A relationship, starting as partners in pizza, has ended in a showdown of slices.
"I did open a shop down the street a couple of years ago. You know what? It just didn't work out between the two of us," said Andrew Bellucci, the pizza chef at Bellucci’s Pizzeria on 37th Street and 30th Avenue.
But he used to work at Bellucci Pizza on 29th Street and 30th Ave. That’s right — two Bellucci’s — just eight blocks away.
“We had a lot of confusing people calling here and thinking, like, they ordering from there or they're here, and sometimes we make a pie, they don't show up," said Leo Dakmak, the owner of Bellucci Pizza.
Up until a year ago, Bellucci and Dakmak were partners here but that agreement blew up.
Neither one will say why.
"I wish them the best," said Dakmak.
"I don't wish anyone any ill-will," said Bellucci.
Civil discourse, but they’re both embroiled in a federal civil suit against each other.
Dakmak opened his pizza parlor about two years ago with Bellucci as the chef and namesake of the business.
But after things spun out of control, Bellucci got another investor and opened up the other shop in April of this year. And now they’re each taking a piece of each other’s pie.
"There is room for another 20 pizzerias, but I don't think there is room for the same name,” said Dakmak.
Dakmak sued, alleging Bellucci transferred the rights to his name over to Dakmak and Dakmak trademarked it, in December of last year.
Bellucci says, though, it’s his name.
His new joint now has a marketing campaign underway, including stamping Bellucci’s face on the boxes, to let people know who’s making the pizza there.
He’s well-known in the pizza world, with 30 years of experience making pies at legendary spots like Lombardi’s.
"It starts and ends with the dough.
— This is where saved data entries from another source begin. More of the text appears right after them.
PR #3760, opened 2021-05-25
Revert "separate integration tests into separate github workflow jobs"

aclevername:
Reverts weaveworks/eksctl#3513


cPu1 (approved):

Callisto13:
why are we reverting this?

Everything else is in between,” said Dakmak.
Bellucci’s expertise — and colorful past — including a 1996 fraud arrest — have earned him some press before.
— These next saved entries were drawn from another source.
PR #3762, opened 2021-05-25
Support Bottlerocket as a node AMI family for managed nodegroups

### LINKED ISSUE #3709: Support Bottlerocket as a node AMI family for managed nodegroups
Managed nodegroups using Bottlerocket can be created by supplying a custom AMI and a bootstrap script, e.g.,:

```yaml
managedNodeGroups:
  - name: x86-bottlerocket-mng
    ami: ami-0acfc3fffaaa4e015
    instanceType: m5.large
    minSize: 1
    desiredCapacity: 2
    maxSize: 3
    privateNetworking: true
    disableIMDSv1: true
    volumeSize: 50
    labels: { role: x86-bottlerocket-mng }
    iam:
      attachPolicyARNs:
    overrideBootstrapCommand: |
      [settings.kubernetes]
      api-server = "https://redacted.gr7.us-east-1.eks.amazonaws.com"
      cluster-certificate = "redacted"
      cluster-name = "testing-cluster"
```

Unmanaged nodegroups, however, support this via the `amiFamily` field. 

Add native support for Bottlerocket for managed nodegroups so that they can be created by setting `amiFamily` to `Bottlerocket`.

cPu1:
### Description

Adds support for Bottlerocket as a node AMI family. 
Allows creation of Bottlerocket nodes in managed nodegroups by setting `amiFamily` to `Bottlerocket`. 

Closes #3709 

### Checklist
- [x] Manually tested


pkg/cfn/builder/managed_launch_template_test.go
```diff
@@ -44,8 +45,9 @@ var _ = Describe("ManagedNodeGroup builder", func() {
 		fakeVPCImporter.SecurityGroupsReturns(gfnt.Slice{gfnt.MakeFnImportValueString("eksctl-lt::ClusterSecurityGroupId")})
 		fakeVPCImporter.SubnetsPublicReturns(gfnt.MakeFnSplit(",", gfnt.MakeFnImportValueString("eksctl-lt::SubnetsPublic")))
 
-		stack := NewManagedNodeGroup(provider.MockEC2(), clusterConfig, m.ng, NewLaunchTemplateFetcher(provider.MockEC2()), false, fakeVPCImporter)
-		stack.UserDataMimeBoundary = "//"
+		bootstrapper := nodebootstrap.NewManagedAL2Bootstrapper(m.ng)
```
Callisto13, line 48: I think this should be a fake bootstrapper here

pkg/cfn/builder/managed_nodegroup_test.go
```diff
@@ -77,12 +78,14 @@ func TestManagedPolicyResources(t *testing.T) {
...
 
 			ng := api.NewManagedNodeGroup()
+			api.SetManagedNodeGroupDefaults(ng, clusterConfig.Metadata)
 			ng.IAM.WithAddonPolicies = tt.addons
 			ng.IAM.AttachPolicyARNs = prefixPolicies(tt.attachPolicyARNs...)
 
 			p := mockprovider.NewMockProvider()
 			fakeVPCImporter := new(vpcfakes.FakeImporter)
-			stack := NewManagedNodeGroup(p.EC2(), clusterConfig, ng, nil, false, fakeVPCImporter)
+			bootstrapper := nodebootstrap.NewManagedBootstrapper(clusterConfig, ng)
```
Callisto13, line 87: same here these should probably be fakes

Callisto13 (commented):
This would also be a good time to add `pkg/nodebootstrap/managed_al2_test.go` and bulk up the `pkg/nodebootstrap/bottlerocket_test.go`.

pkg/nodebootstrap/managed_al2_test.go
```diff
@@ -0,0 +1,84 @@
...
+				Name: "ssm-enabled",
+				SSH: &api.NodeGroupSSH{
+					Allow:         api.Enabled(),
+					PublicKeyName: aws.String("test-keypair"),
+					EnableSSM:     api.Enabled(),
+				},
+			},
+		},
+
+		expectedUserData: `TUlNRS1WZXJzaW9uOiAxLjANCkNvbnRlbnQtVHlwZTogbXVsdGlwYXJ0L21peGVkOyBib3VuZGFyeT0vLw0KDQotLS8vDQpDb250ZW50LVR5cGU6IHRleHQveC1zaGVsbHNjcmlwdA0KQ29udGVudC1UeXBlOiBjaGFyc2V0PSJ1cy1hc2NpaSINCg0KIyEvYmluL2Jhc2gKCnNldCAtbyBlcnJleGl0CnNldCAtbyBwaXBlZmFpbApzZXQgLW8gbm91bnNldAoKeXVtIGluc3RhbGwgLXkgYW1hem9uLXNzbS1hZ2VudApzeXN0ZW1jdGwgZW5hYmxlIGFtYXpvbi1zc20tYWdlbnQKc3lzdGVtY3RsIHN0YXJ0IGFtYXpvbi1zc20tYWdlbnQKDQotLS8vLS0NCg==`,
```
Callisto13, line 38: Can we decode the userdata and check against human readable fields?

cPu1: Yeah, that's how I wrote it initially but it involved replacing CRLF sequences. I agree that it's much more readable than encoded values. I'll see how we can best express it.

pkg/cfn/builder/managed_launch_template_test.go
cPu1: A fake bootstrapper would make the test less useful. This is more of an E2E unit test that asserts that for a given nodegroup, the correct CloudFormation template (which includes user data) is generated.

pkg/cfn/builder/managed_nodegroup_test.go
cPu1: A fake doesn't achieve much here and using a real bootstrapper also ensures the generated template more closely resembles a working nodegroup template.

pkg/cfn/builder/managed_launch_template_test.go
Callisto13: we should be able to test that in a the nodebootstrap unit, having all these things coupled unnecessarily is causing problems when we try to refactor/add new things

pkg/cfn/builder/managed_nodegroup_test.go
Callisto13: the bootstrapper interface exists to decouple it from the builder, so if i change something in the bootstrapper it doesn;t break things in the builder

pkg/cfn/builder/managed_launch_template_test.go
cPu1: This test is for testing the launch template generation, an important part of which is the user data, for a given nodegroup. It predates the bootstrapper interface. I would have liked to have a test that matches the real world, but seeing as I have added tests for the managed bootstrapper unit separately, I think I agree that this can be replaced with a fake.

pkg/apis/eksctl.io/v1alpha5/validation.go
```diff
@@ -516,9 +516,13 @@ func validateNodeGroupIAM(iam *NodeGroupIAM, value, fieldName, path string) erro
...
 // ValidateManagedNodeGroup validates a ManagedNodeGroup and sets some defaults
 func ValidateManagedNodeGroup(ng *ManagedNodeGroup, index int) error {
-	if ng.AMIFamily != NodeImageFamilyAmazonLinux2 {
-		return fmt.Errorf("only %s is supported for Managed Nodegroups", NodeImageFamilyAmazonLinux2)
+	switch ng.AMIFamily {
+	case NodeImageFamilyAmazonLinux2, NodeImageFamilyBottlerocket:
+
+	default:
+		return errors.Errorf("%q is not supported for managed nodegroups", ng.AMIFamily)
 	}
```
aclevername, line 524: does this need to be a switch statement? looks weird seeing an empty `case`

pkg/apis/eksctl.io/v1alpha5/validation.go
```diff
@@ -619,6 +623,9 @@ func ValidateManagedNodeGroup(ng *ManagedNodeGroup, index int) error {
 		if !IsAMI(ng.AMI) {
 			return errors.Errorf("invalid AMI %q (%s.%s)", ng.AMI, path, "ami")
 		}
+		if ng.AMIFamily != NodeImageFamilyAmazonLinux2 {
+			return errors.Errorf("cannot set amiFamily to %s when using a custom AMI", ng.AMIFamily)
+		}
```
aclevername, line 628: does this need to include bottlerocket? slightly confused

pkg/apis/eksctl.io/v1alpha5/validation.go
cPu1: It can be an `if` statement but a `switch` is more concise when comparing against the same value. Ubuntu support will add another value to the `case` clause.

pkg/cfn/manager/nodegroup.go
```diff
@@ -76,7 +77,8 @@ func (c *StackCollection) createManagedNodeGroupTask(errorCh chan error, ng *api
 	name := c.makeNodeGroupStackName(ng.Name)
 
 	logger.Info("building managed nodegroup stack %q", name)
-	stack := builder.NewManagedNodeGroup(c.ec2API, c.spec, ng, builder.NewLaunchTemplateFetcher(c.ec2API), forceAddCNIPolicy, vpcImporter)
+	bootstrapper := nodebootstrap.NewManagedBootstrapper(c.spec, ng)
+	stack := builder.NewManagedNodeGroup(c.ec2API, c.spec, ng, builder.NewLaunchTemplateFetcher(c.ec2API), bootstrapper, forceAddCNIPolicy, vpcImporter)
```
aclevername, line 81: big nit: can this function get moved into a `managed_nodegroup.go` file? I find it weird that it lives in the `unmanaged` `nodegroup.go` file.

pkg/eks/nodegroup_service.go
```diff
@@ -65,8 +65,14 @@ func (m *NodeGroupService) NewAWSSelectorSession(provider api.ClusterProvider) *
 func (m *NodeGroupService) Normalize(nodePools []api.NodePool, clusterMeta *api.ClusterMeta) error {
 	for _, np := range nodePools {
 		switch ng := np.(type) {
+		case *api.ManagedNodeGroup:
+			if ng.AMIFamily != api.NodeImageFamilyAmazonLinux2 && !api.IsAMI(ng.AMI) {
+				if err := ResolveAMI(m.Provider, clusterMeta.Version, np); err != nil {
+					return err
+				}
+			}
```
aclevername, line 73: again slightly confused on why we don't have to `if` on bottlerocket?

aclevername (approved):
1 nit & 1 comment open but otherwise LGTM

Pair reviewed with @Callisto13

pkg/eks/nodegroup_service.go
cPu1: Only Bottlerocket requires AMI resolution in managed nodegroups. We plan on adding support for Ubuntu and Windows later, so instead of explicitly stating all of them, I chose to compare it with the one AMI family that doesn't require AMI resolution. I agree that this condition can be made clearer, so I'll work on something.

cPu1: I have pushed a change that should make the condition more clear.

pkg/apis/eksctl.io/v1alpha5/validation.go
cPu1: The alternative would be to include all the unsupported AMI families. I'll try to make this more explicit in the PR for Ubuntu support.

pkg/cfn/manager/nodegroup.go
cPu1: This file contains a lot of stuff related to managed nodegroups. I think at this point `nodegroup` refers to both managed and unmanaged nodegroups.

pkg/apis/eksctl.io/v1alpha5/validation.go
aclevername:
```
if ng.AMIFamily != NodeImageFamilyAmazonLinux2 {			
  return errors.Errorf("cannot set amiFamily to %s when using a custom AMI", ng.AMIFamily)		
}
```

wait but doesn't this mean that if you provide bottlerocket, it will fail?

pkg/cfn/manager/nodegroup.go
aclevername: thats extremely confusing! We should definitely refactor it out

pkg/apis/eksctl.io/v1alpha5/validation.go
cPu1: Yes, that's the intent. I meant the alternative would to be do a `if ng.AMIFamily != unsupported AMI families`.

rverma-nsl:
@cPu1 observed one bug with this. When we have a policy for strict ebs encryption, we observe that nodes are not coming up and its fail to launch the instance. On further analysis it was observed that, since bottlerocket uses 2 voluments , 2GB + root, the default 2GB volume is no longer encrypted i.e `/dev/xvda` & not included in launch template too.  This causes failure.

PR #3770, opened 2021-05-26
Add network-interface to TagSpecification

Aym3nTN:
### Description

I noticed that AWS added the ability to tag the network interfaces created via Launch Template, so I made a small research on which [attribute](https://docs.aws.amazon.com/AWSEC2/latest/APIReference/API_TagSpecification.html) to modify in order to make this happen automatically. 

image

### Checklist
- [ ] This is really a minor change and won't disrupt anything.

EDIT:
I updated the cfn testdata JSON files and nodegroup_test.go file


Callisto13 (approved):
LGTM, thanks 🎉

So has his creativity, like the painstakingly crafted New Haven style clam pizza, which is covered with fresh hand-shucked clams and needs to be ordered two days in advance.
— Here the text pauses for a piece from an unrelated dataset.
PR #3778, opened 2021-05-27
Write kubeconfig to temporary location before `enable flux` runs

Callisto13:
### Description

This PR only affects the `enable flux` command. If you are bootstrapping flux as part of a cluster create, the config and context are already set as part of the post create steps.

It also leads aficionados on pizza pilgrimages to his new shop.
Like one trio from New Orleans, who made Bellucci’s their first stop on a five borough pizza tour. But they too almost went to the other location.
"There's a whole culture of pizza fanatics throughout America, and the name Andrew Bellucci carries a lot of weight. So we were glad that we found him here and we didn't go to the other one,” said Scott Crawford, who traveled from New Orleans for the pizza tour.
But eight blocks away, being first is best for some loyalists at the original Bellucci's. Most we spoke with were not even aware there was another pizzeria with the same name in the neighborhood.
“I did not know that," said Ahmed Hussain, a Long Island City resident. "Their pizza stands out from all the other ones because pizza is very thin. It's not too heavy.”
Scott Weiner — who runs Scott’s Pizza Tours — says feuds like this are actually common in the pizza world.
"Pizzerias tend to be opened by people who work together at one point, and then the next day they don't work together. And sometimes that carries with it a little bit of a weight,” said Weiner.
But any way you slice it, New Yorkers love pizza — even when it’s topped with a little controversy.